Unit I: Linear Data Structures - Static and Linked Lists
Start here if you are new. This unit builds the vocabulary of algorithms and data structures, then moves from arrays to dynamic memory and linked lists.
11 hours12 topic blocks36 viva prompts
A0A1A2A3
10->25->40NULL
Introduction to Algorithms
A recipe for solving a computational problem.
Input: data given to the algorithm.
Output: answer produced by the algorithm.
Finiteness: it must stop after a limited number of steps.
Definiteness: every step must be unambiguous.
Think IPOF: Input, Processing, Output, Finish.
Algorithm Attributes and Design Techniques
How we describe and build algorithms.
Brute force tries straightforward possibilities.
Divide and conquer splits a problem into smaller similar problems.
Greedy chooses the best-looking immediate option.
Dynamic programming stores results of overlapping subproblems.
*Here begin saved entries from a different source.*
Issue #3488, opened 2016-06-09
Solver: Combine goal-ordering heuristics more effectively by assigning scores to goal choices


grayjay:
@kosmikus mentioned this in https://github.com/haskell/cabal/issues/3453#issuecomment-222078560.

The scoring would be similar to the scoring described in #2860, except that it would apply to goals, instead of package, flag, and stanza choices.  Scoring all nodes might actually be a simplification after #2860 is implemented.

Currently, the solver applies goal-ordering heuristics by either stably sorting the available goals or pruning non-preferred goals (when other goals are available).  This approach gives too much weight to some of the heuristics, particularly the earlier pruning steps.  Pruning is also problematic because it leaves fewer goals for features like `--reorder-goals` and "dynamic goal reordering" to work with. See https://github.com/haskell/cabal/issues/3453#issuecomment-222064219.

If heuristics were instead expressed as scores on goals, then the heuristics could be combined in a way that gives more control over their relative impact on the goal order that is used to explore the tree.

PR #3594, opened 2016-07-22
Add 'WeightedPSQ' and use it to sort package, flag, and stanza choices.

grayjay:
I split this out from #2917 because the data structure is also needed for goal-scoring (#3488).  `WeightedPSQ` associates weights with choices in the search tree.  This PR uses `WeightedPSQ` for package, flag, and stanza choices and `PSQ` for goal choices, but eventually all choices should use `WeightedPSQ`.  There are a few TODOs in the code.

/cc @kosmikus 

EDIT: This PR uses `[Double]` as the weight type to avoid changing the behavior of the solver.

### DIFF
--- a/cabal-install/Distribution/Solver/Modular/WeightedPSQ.hs
+++ b/cabal-install/Distribution/Solver/Modular/WeightedPSQ.hs
@@ -23,7 +23,7 @@ import Data.Ord (comparing)
 import qualified Data.Traversable as T
 import Prelude hiding (filter, length, lookup)
 
-import Distribution.Solver.Modular.PSQ (Degree(..))
+import Distribution.Solver.Modular.Degree
 
 newtype WeightedPSQ w k v = WeightedPSQ [(w, k, v)]
   deriving (Eq, Show, Functor, F.Foldable, T.Traversable)
--- a/cabal-install/Distribution/Solver/Modular/WeightedPSQ.hs
+++ b/cabal-install/Distribution/Solver/Modular/WeightedPSQ.hs
@@ -1,21 +1,19 @@
 {-# LANGUAGE DeriveFunctor, DeriveFoldable, DeriveTraversable #-}
 module Distribution.Solver.Modular.WeightedPSQ (
     WeightedPSQ
-  , filter
   , fromList
+  , toList
   , keys
+  , weights
   , length
   , degree
   , isZeroOrOne
+  , filter
   , lookup
-  , mapWeightsWithKey
   , mapWithKey
-  , toList
+  , mapWeightsWithKey
   , union
-  , weights
   ) where
-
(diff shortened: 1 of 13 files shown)


ezyang:
Let me be the grumpy code reviewer:

1. Needs docs!
2. Needs asymptotics!
3. Degree is in an odd place

But I'm all for defining data structures we need.

kosmikus:
@grayjay Looks promising so far. It doesn't seem to have any negative performance impact afaics.

grayjay:
Thanks.  I moved `Degree` into its own module, and I'll add documentation and unit tests next.

@kosmikus How do you want to proceed?  Should I open a new PR with just `WeightedPSQ` so that it is easier to merge, or should I continue cleaning up all of these changes?  I realized that I can remove some of the TODOs because they only relate to install plan scoring.

grayjay:
I cleaned it up, added tests, and added documentation with asymptotics, similar to D.Compat.Graph.  It's ready for review.  I'd like to clean up the history before it is merged, though.

cabal-install/Distribution/Solver/Modular/WeightedPSQ.hs
```diff
@@ -0,0 +1,102 @@
...
+-- Each element has a key ('k'), value ('v'), and weight ('w'). All operations
+-- that add elements or modify weights stably sort the elements by weight.
+newtype WeightedPSQ w k v = WeightedPSQ [(w, k, v)]
+  deriving (Eq, Show, Functor, F.Foldable, T.Traversable)
+
+-- | /O(N)/.
+filter :: (v -> Bool) -> WeightedPSQ k w v -> WeightedPSQ k w v
+filter p (WeightedPSQ xs) = WeightedPSQ (L.filter (p . triple_3) xs)
+
+-- | /O(N)/.
```
ezyang: Ouch! Should there be a TODO here to track the length separately?

grayjay: `length` is actually no longer called.  I think it was used by --reorder-goals, which now uses `degree` to avoid traversing the whole list.  Calling `length` there had a significant impact on performance because it was called on the children of every available goal choice after the children were filtered with an expensive predicate.  I'll remove it.

ezyang: Cool, thanks.

23Skidoo:
@grayjay @kosmikus Is this ready to go in?

grayjay:
I was done working on it, but I wasn't sure if @kosmikus wanted to take another look.

23Skidoo:
Let's merge then, if @kosmikus dislikes something he can always revert.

Design techniques are problem-solving patterns, not programming languages.
Time Space Trade Off
Use more memory to save time, or save memory and spend time.
Lookup tables store answers for reuse.
Caching saves repeated computation.
Sparse matrix representation saves memory but may make some operations more complex.
Sorting first may take time but makes later searching faster.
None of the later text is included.